- **HOW TO COMPLETE THIS TASK**
Your answer should consist of the lines in the following data that contain "https".

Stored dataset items
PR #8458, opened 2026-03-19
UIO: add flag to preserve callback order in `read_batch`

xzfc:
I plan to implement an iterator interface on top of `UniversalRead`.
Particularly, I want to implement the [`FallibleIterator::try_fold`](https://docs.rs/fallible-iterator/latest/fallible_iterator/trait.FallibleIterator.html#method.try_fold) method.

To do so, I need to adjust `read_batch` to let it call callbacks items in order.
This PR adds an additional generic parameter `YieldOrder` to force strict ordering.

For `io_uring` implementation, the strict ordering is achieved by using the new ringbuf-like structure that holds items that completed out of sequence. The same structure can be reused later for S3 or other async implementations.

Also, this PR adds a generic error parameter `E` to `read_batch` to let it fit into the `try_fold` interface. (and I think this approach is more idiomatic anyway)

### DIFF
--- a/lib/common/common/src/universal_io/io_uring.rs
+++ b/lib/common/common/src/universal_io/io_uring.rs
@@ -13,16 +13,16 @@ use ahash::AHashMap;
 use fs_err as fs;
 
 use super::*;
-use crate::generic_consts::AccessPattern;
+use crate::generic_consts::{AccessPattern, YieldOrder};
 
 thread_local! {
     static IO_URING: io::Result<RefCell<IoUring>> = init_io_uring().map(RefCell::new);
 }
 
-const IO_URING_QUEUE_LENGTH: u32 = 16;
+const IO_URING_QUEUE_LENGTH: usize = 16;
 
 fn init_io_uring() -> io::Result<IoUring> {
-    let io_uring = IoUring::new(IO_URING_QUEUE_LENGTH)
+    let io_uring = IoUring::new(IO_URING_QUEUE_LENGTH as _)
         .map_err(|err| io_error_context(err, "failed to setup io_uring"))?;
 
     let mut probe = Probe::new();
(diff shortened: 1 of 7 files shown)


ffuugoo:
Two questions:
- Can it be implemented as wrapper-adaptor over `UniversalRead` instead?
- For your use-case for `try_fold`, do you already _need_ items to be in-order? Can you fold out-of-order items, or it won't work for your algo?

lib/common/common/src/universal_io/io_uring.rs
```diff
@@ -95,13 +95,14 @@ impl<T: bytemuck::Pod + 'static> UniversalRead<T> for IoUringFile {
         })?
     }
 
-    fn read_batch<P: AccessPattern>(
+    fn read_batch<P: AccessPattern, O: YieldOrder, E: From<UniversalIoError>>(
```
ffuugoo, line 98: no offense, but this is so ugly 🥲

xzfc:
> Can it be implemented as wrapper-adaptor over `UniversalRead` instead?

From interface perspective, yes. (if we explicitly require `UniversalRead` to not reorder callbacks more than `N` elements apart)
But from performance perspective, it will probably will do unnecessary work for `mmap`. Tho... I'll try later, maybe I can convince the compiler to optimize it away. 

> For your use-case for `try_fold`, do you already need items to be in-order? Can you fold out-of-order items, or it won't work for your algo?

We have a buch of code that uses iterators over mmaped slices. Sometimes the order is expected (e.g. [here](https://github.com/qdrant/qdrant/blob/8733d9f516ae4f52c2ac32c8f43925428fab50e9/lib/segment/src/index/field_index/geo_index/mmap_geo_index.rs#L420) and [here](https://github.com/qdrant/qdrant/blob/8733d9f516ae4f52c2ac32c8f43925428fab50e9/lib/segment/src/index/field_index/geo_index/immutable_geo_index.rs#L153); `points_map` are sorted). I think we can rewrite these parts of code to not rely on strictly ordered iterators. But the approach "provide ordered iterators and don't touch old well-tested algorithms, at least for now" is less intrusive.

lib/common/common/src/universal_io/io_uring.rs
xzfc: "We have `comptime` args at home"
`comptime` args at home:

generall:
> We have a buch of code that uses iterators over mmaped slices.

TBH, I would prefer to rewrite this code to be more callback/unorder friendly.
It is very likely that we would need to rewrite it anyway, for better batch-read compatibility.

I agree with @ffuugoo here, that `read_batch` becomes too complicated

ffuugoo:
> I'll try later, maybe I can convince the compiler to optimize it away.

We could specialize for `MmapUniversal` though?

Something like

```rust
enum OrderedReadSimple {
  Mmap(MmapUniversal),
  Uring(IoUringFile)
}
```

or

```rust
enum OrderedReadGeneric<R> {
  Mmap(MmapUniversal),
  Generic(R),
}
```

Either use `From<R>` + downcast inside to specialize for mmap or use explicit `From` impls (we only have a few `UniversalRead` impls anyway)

- **RESULT OF THIS EXERCISE**
Particularly, I want to implement the [`FallibleIterator::try_fold`](https://docs.rs/fallible-iterator/latest/fallible_iterator/trait.FallibleIterator.html#method.try_fold) method.
We have a buch of code that uses iterators over mmaped slices. Sometimes the order is expected (e.g. [here](https://github.com/qdrant/qdrant/blob/8733d9f516ae4f52c2ac32c8f43925428fab50e9/lib/segment/src/index/field_index/geo_index/mmap_geo_index.rs#L420) and [here](https://github.com/qdrant/qdrant/blob/8733d9f516ae4f52c2ac32c8f43925428fab50e9/lib/segment/src/index/field_index/geo_index/immutable_geo_index.rs#L153); `points_map` are sorted). I think we can rewrite these parts of code to not rely on strictly ordered iterators. But the approach "provide ordered iterators and don't touch old well-tested algorithms, at least for now" is less intrusive.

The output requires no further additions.